"Exercise gives you endorphins. Endorphins make you happy. Happy people just don't shoot their husbands, they just don’t."
Scientists have proven that this line, which Reese Witherspoon delivers while playing Elle Woods in the 2001 movie, Legally Blonde, is true — the happy endorphins part, not the shooting part.
For decades, researchers have repeatedly studied the link between physical exercise and improved mood. Up until recently, however, researchers have been unable to draw conclusive evidence that links physical exercise to improved creative thought.
While there is anecdotal evidence that creative types are “unblocked” when they get up and move around, a new study from Scientific Reports suggests that physical exercise triggers enhanced mood and improved creativity. And, most importantly, they work independent of each other. In other words, there’s no linear cause and effect wherein movement boosts mood and mood, in turn, boosts creativity.
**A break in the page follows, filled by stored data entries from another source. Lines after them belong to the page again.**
PR #394, opened 2022-02-03
s/fmv: do not free up game memory

### LINKED ISSUE #393: Bug: game crashes if level_stats is called after play_fmv
Since there isn't any instance like that in original TR1, this only affects custom levels. In the gameflow file, if level_stats are called after play_fmv, the game crashes. This worked fine in 2.4. Might be because of the new fade effect?

rr-:
Resolves #393

### DIFF
--- a/CHANGELOG.md
+++ b/CHANGELOG.md
@@ -1,10 +1,11 @@
-## [Unreleased](https://github.com/rr-/Tomb1Main/compare/2.4...master)
+## [Unreleased](https://github.com/rr-/Tomb1Main/compare/2.5...master)
 - changed fade animations to block the main menu inventory ring like in PS1 (#379)
 - changed fade animations to be FPS-independent
 - changed fade animations to run faster in the main menu
 - fixed detail levels text flashing with any option change (#380)
 - fixed broken poses at the end of cinematics (#390)
 - fixed libavcodec-related memory leaks (#389)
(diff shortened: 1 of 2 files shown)


walkawayy:
This works for me, but I have a few suggestions. It mainly applies to custom levels and stuff, so I totally get if it's not a big priority to change.

I suggest if level stats are called after an FMV, it should use the last FMV frame as the background. For example, if I set stats to show after the Caves FMV (extreme case since there's been no level yet), it will correctly show a faded FMV frame behind the stats.

20220204_115141_Title


However, if I play the Caves FMV after the level ends, the FMV plays but the stats screen background changes back to the last game frame.

20220204_115256_Caves


My other suggestion is that levels with `exit_to_cine` don't have a `level_stats` entry in their gameflow. I couldn't fully tell why the 
`exit_to_cine` always call stats after based on the code, but maybe they shouldn't be stuck together to allow for some more customization?

If these changes are going to be a lot of a work for small features only a few might ever use, I totally get not wanting to bother. But I wanted to give some thoughts on it.

rr-:
I'd say these belong to separate feature requests, this is a bugfix of a regression, and the changes you ask for change the current behavior a great deal.

walkawayy (approved):

rr-:
(Resolved conflicts)

PR #395, opened 2022-02-03
Improve title menu fades

### LINKED ISSUE #379: Update fade behaviour
Granted this is very meticulous, and perhaps a bit too much of personal preference, but on the console versions the black fades do not animate over the ring menu animation. So as the game loads it would fade up the main menu backdrop, and then once the fade is complete animate out the ring with the music starting. Currently the animation and fade up happens at the same time.

Similarly the other way round, when a level is loaded or started, the ring menu animates in, and _then_ the fade takes place.

I understand if you'd rather have it the way you've done it as of v2.5. I just wish we could maintain console similarity for as long as possible.

Generally speaking the newly added fades are very nice.

Another thing I noticed is that the gym level has no fade out upon completion and Lara's "better take off these wet clothes" line. The game should freeze like it were a level end with the stat screen appearing, just that the stats are skipped altogether.

rr-:
Resolves #379

### DIFF
--- a/CHANGELOG.md
+++ b/CHANGELOG.md
@@ -1,6 +1,7 @@
 ## [Unreleased](https://github.com/rr-/Tomb1Main/compare/2.4...master)
-- improved fade animations in the title menu (#379)
+- changed fade animations to block the main menu inventory ring like in PS1 (#379)
 - changed fade animations to be FPS-independent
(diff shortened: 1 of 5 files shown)


rr-:
@walkawayy fixed.

walkawayy (approved):

PR #397, opened 2022-02-05
inv: fix fade ending one frame too early

rr-:
No changelog entry since it's a mistake introduced by my implementation that was not released yet.


walkawayy:
LGTM.

walkawayy (approved):

walkawayy:
@rr- whoops I noticed while testing the compass stats, there is now one black frame at the end of the inventory closing. The pause screen, title screen, etc all look fine though.

PR #400, opened 2022-02-05
game: fix title menu resuming music after demo when minimized

### LINKED ISSUE #399: Bug: title music and sounds resume after demo plays
If you minimize the game on the main menu, the demo mode will play due to inactivity. After demo mode ends, the game goes back to the main menu screen but music will play even if the game is still minimized. The game will then go into demo mode and all sounds will play while still minimized.

walkawayy:
Resolves #399.

I tested things like minimizing for multiple demos, credits, pause screens, etc and didn't notice any bugs with this solution.


rr- (approved):

rr- (changes requested):
Missing changelog

rr- (approved):

PR #403, opened 2022-02-06
inv: fix black frame after saving

rr-:
This is another regression on the unreleased branch.
8eaba246 introduced better waiting for the fade finish for the inventory, however, this revealed a problem with the waiting for the finished fade in case it carries over to the normal gameplay. Because in that fallback branch we didn't restore the camera, it would trigger black frames.


walkawayy:
Inventory looks fixed.

walkawayy (approved):

PR #404, opened 2022-02-06
ai/pod: spawn only objects that are loaded

### LINKED ISSUE #250: OG Bug: Lara torsos on Atlantean eggs in UB's "The Hive"

rr-:
#### Checklist

- [X] I have added a changelog entry about what my pull request accomplishes

#### Descripton

Fixes #250.
This makes empty pods no longer spawn Lara's hips. This is consistent with Stella's walkthrough, that clearly states that these shells are supposed to be "duds". This doesn't break savegames.

### DIFF
--- a/CHANGELOG.md
+++ b/CHANGELOG.md
@@ -7,6 +7,7 @@
 - fixed libavcodec-related memory leaks (#389)
 - fixed crash in custom levels that call `level_stats` after playing an FMV (#393, regression from 2.5)
 - fixed sounds playing after demo mode ends when game is minimized (#399)
+- fixed empty mutant shells in Unfinished Business spawning Lara's hips (#250)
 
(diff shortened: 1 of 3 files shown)


walkawayy:
Works great. Nice. My WIP bad fix screwed with save games because I was trying to replace what the pod spawned probably. Which wasn't the devs intention anyway.

walkawayy (approved):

The study sought to determine if and how creativity and movement align, and how happiness factors in.
Active lives, active imaginations
Researchers at the University of Graz in Austria tracked the normal activities of 79 adults and then tested them on their level of creativity during a five-day period. They gave activity trackers to participants and had them perform creativity tests in the lab.
Participants devised life hacks (new uses) for everyday items like umbrellas and tires, completed unfinished drawings and filled out questionnaires about their mood. The study revealed that the greater the level of activity — jogging or playing a competitive sport as opposed to taking a slow stroll — tended to link to greater happiness.
Researchers also separately analyzed how activity and mood are linked and how creativity and activity are linked. They determined that while activity boosted a person’s creativity, it didn’t always boost a person’s mood. Further, a positive mood wasn’t a necessary component for boosted creativity, post-activity.
This new result helped researchers conclude that creativity enhancement doesn’t come from a progression of experiences (activity leads to mood enhancement, leads to increased creativity), but rather they saw a direct link between movement and creativity.
While the study drew a link between active imaginations and active lives, the researchers admitted that they cannot prove that activity causes creativity. Nor did the study prove how activity shapes creativity.
That said, if you are looking to spark that creative flow, go out for a run, bike up a big hill, or ski down an even longer hill. It may not necessarily make you happy, but it could give you the creative boost you’re seeking.